Пока подружка в коме - Коупленд Дуглас (читать хорошую книгу .TXT) 📗
Лайнус заводит хондовский генератор, и в доме Карен на Рэббит-лейн загорается свет. По радио передают то, чего можно было ожидать: вся привычная человеческая деятельность остановилась. Больницы не работают, водохранилища переполняются, армия парализована, магазины закрыты, все механизмы отключены. Перемотав кассету, все смотрят последний выпуск новостей CNN, записанный Карен днем, пока не отключился свет. Вдруг Гамильтон и Пэм одновременно бледнеют: на экране появляется то, что они видели в бреду, когда их откачивали после празднования последнего Хэллоуина. Даллас, Индия, Флорида… Как это понимать — совершенно непонятно.
В эту ночь все спят плохо. Над самыми верхушками деревьев кружат вертолеты. Военный реактивный самолет на бреющем полете огибает холмы и врезается в землю где-то возле «Парк-Рояла». Подушки и одеяла стаскиваются вниз, в гостиную, где вся компания и устраивается на ночлег. Устанавливается негласное правило: не показывать страха. Несмотря на весь ужас происходящего, Ричард не может не поражаться масштабности перемен, случившихся в мире за этот день. Примерно такое же ощущение он испытал несколько лет назад, оказавшись свидетелем столкновения сразу пяти машин на мосту Порт-Манн. А еще он почему-то вспомнил, что в третьем классе, когда грипп косил всех подряд, он был единственным, кто не заболел.
Перед тем как отключить свет, Лайнус просит помочь ему собрать образцы воды, чтобы замерить уровень ее радиоактивности счетчиком Гейгера. В темноте под дождем видны редкие тени соседей, вдалеке покрикивают страусы.
Карен вспоминает тот самый момент, когда все началось. Она сидела в гостиной и ждала полуденного выпуска новостей. С одной стороны, она продолжала сердиться на Ричарда, хотя бы потому, что ей было без него грустно и одиноко. С другой — она понимала, как глупо было отговаривать его лететь в командировку.

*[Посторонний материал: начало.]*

PR #309, opened 2018-10-02
Only try to create log/PID dirs if the server is starting.

nicklangridge:
### Description

Only try to create log/PID dirs if the server is starting.
The server control script may be used for other purposes than starting the server, 

### Use case

e.g. the REST installer uses the server control script to generate an init script, at which time we should not create these dirs.

### Benefits

The installer works properly

### Possible Drawbacks

none

### Testing

Tested in my sandbox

— Перестань ты так убиваться, — сказал ей Ричард во время одного из споров на эту тему. — Ничего не случится. А если я соглашусь и не полечу в Лос-Анджелес, то это только усилит болезненные проявления твоего воображения.

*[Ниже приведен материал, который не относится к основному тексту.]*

PR #313, opened 2018-11-13
Pairwise cactus

muffato:
### Description

This change comes from the helpdesk ticket #308278. Only the Cactus (mouse-strains) multiple-alignment is currently allowed, but we have in the databases entries for pairwise alignments of these species as well. The functionality could already be achieved by querying the entire set of mouse-strains and filtering by `display_species`, but querying the pair of species directly (just like our other pairwise alignments) is more natural (and faster).

### Use case

Mouse-strains pairwise alignments are now allowed, as the alignments between the primary assembly and the haplotypes / patches (human and mouse).

### Benefits

Since the list is retrieved from the database, it will automatically find the alignments actually available. For instance, multiple-alignments are not available in EG databases, etc

### Possible Drawbacks

### Testing

Yes

Yes

Yes and unsure (there are many errors related to Variation and Regulation)

### Changelog

no


lib/EnsEMBL/REST/Model/GenomicAlignment.pm
```diff
@@ -76,18 +71,24 @@ sub get_alignment {
 
   #Get the compara DBAdaptor
   $c->forward('get_adaptors');
+
+  #Get method
+  my $method_type = $c->request->parameters->{method} || 'EPO';
+  my $method = $c->stash->{method_adaptor}->fetch_by_type($method_type);
```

— Ах, вот ты как считаешь! — Карен вспоминает, что современным людям свойственно время от времени переходить на странный жаргон эмоционально насыщенной трескотни, полной ахинеи. — Ричард, я ведь сказала только то, что видела и слышала. Душой, сердцем!
— Карен, прошу тебя, не надо себя так накручивать. Пожалуйста.

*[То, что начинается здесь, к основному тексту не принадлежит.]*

PR #315, opened 2018-11-13
Missing translation end data for variants

ens-lgil:
### Description

Spotted that the `end` data returned by the `overlap/translation` for the type `transcript_variation` was wrong: the `start = end` is only true for SNP, but this not the case for short deletion (spread onto more than 1 amino acid).
I believe this is a very old bug.

### Use case

Example for `rs1326874757` (CACCGTCAT/-), it's mapped coordinates on ENSP00000465759 are `995-997` but on REST, the coordinates are `995-995`:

В итоге Ричард летит в свой Лос-Анджелес, Лоис уезжает за покупками, Джордж отправляется в свою мастерскую. Меган где-то шатается с Дженни, и получается, что все разбежались — именно в тот день, когда — Карен уверена в этом — им нужно быть вместе.
Холодно. На Карен три свитера и шерстяные носки Ричарда. Ноги с утра ныли, двигаться было совсем тяжело. Она включила телевизор и, не особо присматриваясь к новостям, пытается отвинтить крышку термоса с кофе. Неожиданно по экрану телевизора пробегает рябь, потом его заливает ровный белый свет. Лампы в гостиной и на кухне принимаются отчаянно мигать, потом гаснут, а дом начинает ходить ходуном, словно плохо пришвартованный корабль.
— Это ты, — говорит Карен. — Ты. Ты все-таки пришел.
— Да.
Справа от нее начинает звенеть стеклянная дверь, выходящая во двор. Сама собой открывается защелка, — клац — и дверь с натужным скрипом ползет по направляющим желобам; холодный ветер тотчас же швыряет в дом пригоршню пожухлых листьев. Карен начинает перетаскивать свое тело к двери, бесчувственные ноги с обмотавшим их пледом — как тяжеленные мешки с картошкой, подвешенные к поясу. Ветер хлещет в лицо. Летят капли ледяного дождя. Вот и дверь. Господи, какая же она тяжелая! Уходи. Начинается поединок — кто кого: Карен против веса двери.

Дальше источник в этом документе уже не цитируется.